On grid environments, clusters which connects many PCs and workstations in a network is a typical computation resources. In OmniRPC, we can treat a cluster as a remote host. We can run a remote executable module on each node in the cluster and execute in parallel so that we can achieve good performance.
When using clusters, we can access at least one computer in a cluster form the client host. We label this computer as the cluster server host and label the computers in the cluster without a cluster server host as the cluster node host.
We assume the environment below.The last item in the list assumes that the client host and cluster are in same network.
In OmniRPC, the omrpc-agent is invoked first on the cluster server host, and this agent activates remote executable module on each cluster node host with the appropriate scheduler. We can use one of the scheduler described below.
OmniRPC's built-in round-robin scheduler is a simple scheduler which is implemented in the agent. This scheduler activates remote executable modules on cluster node hosts.
To use this scheduler, we create a nodes file which specifies cluster node hosts on the registry( "$HOME/.omrpc-register" ) of the cluster server host. Below is the setting for this example.
hpc1 hpc2 hpc3
On the client host side, we create this hostfile.
<?xml version="1.0" ?> <OmniRpcConfig> <Host name="hpc-serv.hpcc.jp" arch="i386" os="linux"> <JobScheduler type="rr" maxjob="4" /> </Host> </OmniRpcConfig>Set the type attribute in the job scheduler element to the round-robin scheduler "rr." The default value for this attribute is "fork," which just creates the process on the same host. Our example applies to an SMP system. The number of cluster node hosts is 4, so you should set maxjob equal to 4.
The relationship between the agent and rex with this option is as follows.
In the above example, the client host and cluster hosts are in same network. Also, the remote executable programs which execute on the cluster node hosts are activated directly for the client host. In the case in which the cluster and client host are in different networks, programs can communicate to the client host from a cluster node host.
But, as the number of node hosts increases, so do the clusters connected to the local-address network. In this situation, only the server host has a global IP address; the node hosts have local IP addresses. For OmniRPC, the cluster node host must communicate with the client host, but in this situation the cluster node host cannot communicate directly with the client host outside the cluster's network.
In this situation, there are 2 ways to use the cluster.
We show an example hostile.xml which is based on the second way to use the cluster.

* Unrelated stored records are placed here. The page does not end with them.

PR #76, opened 2015-12-03
android specific fixes

amir-sabbaghi:


amir-sabbaghi:
I signed it!

src/logging.cc
```diff
@@ -1110,7 +1110,7 @@ void LogFileObject::Write(bool force_flush,
        (bytes_since_flush_ >= 1000000) ||
        (CycleClock_Now() >= next_flush_time_) ) {
     FlushUnlocked();
-#ifdef OS_LINUX
+#if defined(OS_LINUX) && !defined(ANDROID)
```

<?xml version="1.0" ?> <OmniRpcConfig> <Host name="hpc-serv.hpcc.jp" arch="i386" os="linux"> <Agent invoker="rsh" mxio="on" /> <JobScheduler type="rr" maxjob="4" /> </Host> </OmniRpcConfig>You should set the mxio attribute on the agent element with "on." In this case, because we assume that the cluster server host and client host are in same network, we use "rsh." If you want to invoke the agent with SSH, set "ssh". If you want to do this with the Globus gate keeper, use "globus."
Using this option, the relationship is shown in the figure below.
The agent relays communications between every rex which is executed on the remote node host and the client.
You don't have to prepare for this situation.
We now explain the case of using clusters from outside of firewalls. When there are firewall(s), it is necessary at least to access with ssh to the cluster server host. If you can not use anonymous ports without a port (#22) of ssh, you can use the function of multiplex communication with the agent. We show the hostfile for this example.
<?xml version="1.0" ?> <OmniRpcConfig> <Host name="hpc-serv.hpcc.jp" arch="i386" os="linux"> <Agent invoker="ssh" mxio="on" /> <JobScheduler type="rr" maxjob="4" /> </Host> </OmniRpcConfig>
Set the mxio attribute "on" in the agent element and use the function of multiplex communication.
In environments which use Globus, usually there are no firewalls, so you don't have to prepare. But, you have to set the mxio attribute in the same manner if the clusters consist of private IP addresses.
The relationship between the agent and rex is shown by the figure below.
Communications between the client and rex, which are executed on remote node hosts are relayed by the agent. And communications between the agent and clients are relayed by SSH's port forwarding through the firewall.